RECORDED INFORMATION —

Issue #385, opened 2021-10-27
Unify json formatting in communication payloads


nelsonkopliku:
As per this comment https://github.com/trento-project/trento/pull/371#discussion_r736564727 we need to unify the json formatting of the payloads we use in our APIs communication.

PR #552, opened 2021-12-10
Hosts UI revamp

dottorblaster:
An image is worth a thousand words:

2021-12-10-110245_1252x1381_scrot

Also, bonus point :star2: :arrow_right: this PR makes the single host UI page Consul-free.

image

### DIFF
--- a/web/hosts.go
+++ b/web/hosts.go
@@ -8,10 +8,7 @@ import (
 	consulApi "github.com/hashicorp/consul/api"
 	"github.com/pkg/errors"
 
-	"github.com/trento-project/trento/internal/cloud"
 	"github.com/trento-project/trento/internal/consul"
-	"github.com/trento-project/trento/internal/hosts"
-	"github.com/trento-project/trento/internal/sapsystem"
 
 	"github.com/trento-project/trento/web/models"
 	"github.com/trento-project/trento/web/services"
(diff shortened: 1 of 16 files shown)


web/hosts.go
```diff
@@ -127,35 +124,17 @@ func getTrentoAgentCheck(client consul.Client, node string) (*consulApi.HealthCh
...
+		host, err := hostsService.GetByName(name)
 		if err != nil {
-			_ = c.Error(err)
-			return
-		}
-
-		systems, err := sapsystem.Load(client, name)
-		if err != nil {
-			_ = c.Error(err)
+			_ = c.Error(NotFoundError("could not find host"))
```
fabriziosestito, line 133: The Hostname is not unique anymore, we need to change the service and the parameters (and the links around) basing everything on the ID

web/services/hosts.go
```diff
@@ -133,6 +135,36 @@ func (s *hostsService) GetAllBySAPSystemID(id string) (models.HostList, error) {
 	return hostList, nil
 }
 
+func (s *hostsService) GetByName(name string) (*models.Host, error) {
+	var host entities.Host
```
fabriziosestito, line 139: This is not really needed, the cloud privder logic can be squashed to `GetByID`
`GetByName` could have multiple results

fabriziosestito (changes requested):

web/models/host.go
```diff
@@ -18,6 +18,18 @@ type Host struct {
 	SAPSystems    []*SAPSystem
 	AgentVersion  string
 	Tags          []string
+	CloudData     interface{}
+}
+
+type AzureCloudData struct {
+	VMName          string `json:"vmname"`
+	ResourceGroup   string `json:"resourceGroup"`
```
nelsonkopliku, line 26: Aha! `camelCase` vs `snake_case` strikes again :trollface: 

Unfortunately we are not being consistent in the way we want `json` to look like.
And I am part of the problem, too :disappointed:, for instance in #546 I have used `snake_case` 

We did it differently throughout the code and I think that at a certain point we should sit, make an agreement on the style, and then commit to refactor all the codebase accordingly, which might not be trivial.
For reference: we have also an open issue for this #385 

I don't think it is the right time to tackle such a refactor, though we can find an agreement for the immediate future.

I'd like to keep #546 consistent with this PR and since I don't have strong preferences, I can fix it to make `camelCase` compliant. Would that be ok?

Then we can have a wider discussion and consider refactoring as well.

nelsonkopliku (approved):
Looks good!

fabriziosestito (approved):

web/models/host.go
fabriziosestito: @nelsonkopliku @dottorblaster in the entities/models i personally have used snake case everywhere, maybe we can keep this consistent at least for this layer and think about a clean-up later. wdyt?

nelsonkopliku: Ok, whatever it works better. Anyway we'd need to find an agreement on such things. Just not now :smile:

fabriziosestito: i like better the camel case onestly, we can refactor all at once laterz

nelsonkopliku: A bit late but ok for me.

YOUR OBJECTIVE — Using the records above, select and copy every line that has the word "approved".

TASK RESULT —
nelsonkopliku (approved):
fabriziosestito (approved):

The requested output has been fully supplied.